Question

If the saturation concentration of potassium nitrate is `3.0*mol*L^-1`, is a solution prepared by dissolving a `67.05*g` mass of this salt in water to make a volume of `250*mL` solution, saturated?

Answer 1

`"Solubility"="Moles of solute"/"Volume of solution"`

Explanation:

And here..for the dissolution reaction....

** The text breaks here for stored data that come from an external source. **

PR #292, opened 2020-11-09
Revert "Restrict cattrs version on Python 3.6"

simonafk:
This reverts commit 9866f0e0a4eda1eeee5e534813a0847baf22f143.

The commit above was added because the latest version of cattrs dropped
support for Python 3.6. cattrs now uses python_requires so that Python
3.6 will fall back to an older version. Hence, the commit above is no
longer necessary. It also breaks Dockerfile script.

### DIFF
--- a/setup.py
+++ b/setup.py
@@ -17,10 +17,7 @@ with open("README.md") as readme_file:
 
 requirements = [
     "attrs>=20.1",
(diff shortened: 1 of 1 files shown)


jqmp (approved):
LGTM!

PR #294, opened 2020-11-11
Check instances for uniqueness in GC tests

jqmp:
I added a check to our tests to make sure that when we load a
(non-memoized) value from disk, the original value is no longer in
memory. (I hope to change our caching logic soon and don't want to
accidentally lose this property.)

### DIFF
--- a/tests/test_flow/test_persistence.py
+++ b/tests/test_flow/test_persistence.py
@@ -1361,6 +1361,11 @@ def make_tracked_class():
     """
     Creates a "tracked" class which keeps a count of how many of its instances are in
     memory.
+
+    The class also asserts that each instance in memory is has a unique value; this
+    guarantees that we don't (for example) read an instance from disk while the
+    original instance is still in memory.
+
     """
 
     def _make_tracked_class():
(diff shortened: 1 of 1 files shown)


tests/test_flow/test_persistence.py
```diff
@@ -1378,14 +1383,22 @@ def read(self, path):
 
         class Tracked:
             n_instances_in_memory = 0
```
simonafk, line 1385: Do we still need this variable since you can use the set to get the count?

simonafk (approved):

namanjain (approved):

tests/test_flow/test_persistence.py
jqmp: Yeah, I was wondering about whether to do that. I didn't want to convert `n_instances_in_memory` to a function, but having a property on a class is a little awkward too. (Looks like you can do it like this: https://stackoverflow.com/questions/128573/using-property-on-classmethods)

I don't feel strongly about it either way; what do you all think?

`KNO_3(s) stackrel(H_2O)rarrK^(+) + NO_3^(-)`

`"solubility"="moles of solute"/"volume of solution"=((67.05*g)/(101.1*g*mol^-1))/(250*gxx10^-3*L*g^-1)=2.65*mol*L^-1`

And while including the units in the quotient is a major pfaff, it does give me a chance to review my reasoning and arithmetic. I got an answer in `mol*L^-1`..as I require for a solubility measurement. This persuades me that I got the order of operations right (for once!).

And since here the calculated solubility is LESS than `3.00*mol*L^-1-=3.00*mol*dm^-3` `(1*L-=1*dm^3)`, the solution is `"UNSATURATED"`.

By the way what does `"saturation"` mean in this context? Does it represent the maximum concentration of solute that the solvent could hold?